From 32688bbbfb5189be086bb1c1cb3744b0b7a55a97 Mon Sep 17 00:00:00 2001
From: Daniel Simmons-Ritchie
<37225902+SimmonsRitchie@users.noreply.github.com>
Date: Fri, 10 May 2024 13:36:48 -0500
Subject: [PATCH] Fix spider: atl_boe
---
city_scrapers/spiders/atl_boe.py | 194 +-
tests/files/atl_boe.html | 11393 -----------------------------
tests/files/atl_boe.json | 1 +
tests/files/atl_boe_236419.html | 322 -
tests/test_atl_boe.py | 68 +-
5 files changed, 97 insertions(+), 11881 deletions(-)
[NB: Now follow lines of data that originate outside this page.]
PR #319, opened 2018-05-31
List skip-link and landmark techniques as related to each other

lkmorlan:
Skip-links and landmarks have overlapping use cases. Their techniques pages should be shown as related to each other.

PR #552, opened 2018-12-07
List skip-link and landmark techniques as related to each other

michael-n-cooper:
This is a redo of #319 which was against the 2.0 XML sources. Now that
the related techniques have been ported, it is possible to make these
changes on the 2.1 HTML sources. @lkmorlan


lkmorlan:
Thanks

PR #554, opened 2018-12-10
Removing duplicate TOC H2 in understanding index

alastc:
To align with techniques, looks like the one in the index.html should be removed, there is one in the TOC file.


michael-n-cooper:
Closing in favor of a93895ddfcd1e9a5faf56dde19110f022a46b621 which fixes this a bit more solidly.

Issue #505, opened 2018-10-06
Broken Link in F89


kerstinp:
Just a small issue: the link "Accessible Name Calculation" in F89 (https://www.w3.org/TR/WCAG20-TECHS/F89.html) is broken and gives a 404.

delete mode 100644 tests/files/atl_boe.html
create mode 100644 tests/files/atl_boe.json
delete mode 100644 tests/files/atl_boe_236419.html
diff --git a/city_scrapers/spiders/atl_boe.py b/city_scrapers/spiders/atl_boe.py
index 4d6f7f9..4858395 100644
--- a/city_scrapers/spiders/atl_boe.py
+++ b/city_scrapers/spiders/atl_boe.py
@@ -1,6 +1,7 @@
from datetime import datetime, timedelta
-from city_scrapers_core.constants import ADVISORY_COMMITTEE, BOARD, COMMISSION
+import scrapy
+from city_scrapers_core.constants import BOARD, COMMISSION, COMMITTEE
from city_scrapers_core.items import Meeting
from city_scrapers_core.spiders import CityScrapersSpider
@@ -9,129 +10,88 @@ class AtlBoeSpider(CityScrapersSpider):
name = "atl_boe"
agency = "Atlanta Board of Education"
timezone = "America/New_York"
- start_urls = ["https://www.atlantapublicschools.us/apsboard"]
- custom_settings = {"COOKIES_ENABLED": True}
- weekdays = (
- "monday",
- "tuesday",
- "wednesday",
- "thursday",
- "friday",
- "saturday",
- "sunday",
- )
+ start_urls = [
+ "https://www.atlantapublicschools.us/Generator/TokenGenerator.ashx/ProcessRequest" # noqa
+ ]
+ calendar_base_url = "https://awsapieast1-prod23.schoolwires.com/REST/api/v4/CalendarEvents/GetEvents/17299" # noqa
+ default_location = {
+ "name": "Atlanta Public Schools",
+ "address": "130 Trinity Ave SW, Atlanta, GA 30303",
+ }
+ default_links = [
+ {
+ "title": "Atlanta BOE Facebook page",
+ "href": "https://www.facebook.com/apsboard/",
+ }
+ ]
def parse(self, response):
- for item in response.css(".ui-article"):
- if not item.css(".sw-calendar-block-date"):
- continue
+ """
+ Get Bearer token from server's token generation endpoint
+ and then make request to calendar API
+ """
+ data = response.json()
+ token = data.get("Token")
+ if not token:
+ self.logger.error("No token found")
+ return
+
+ # Gen dates from 1 month ago to 3 months from today
+ start_date = datetime.now() - timedelta(days=30)
+ start_date_fmtd = start_date.strftime("%Y-%m-%d")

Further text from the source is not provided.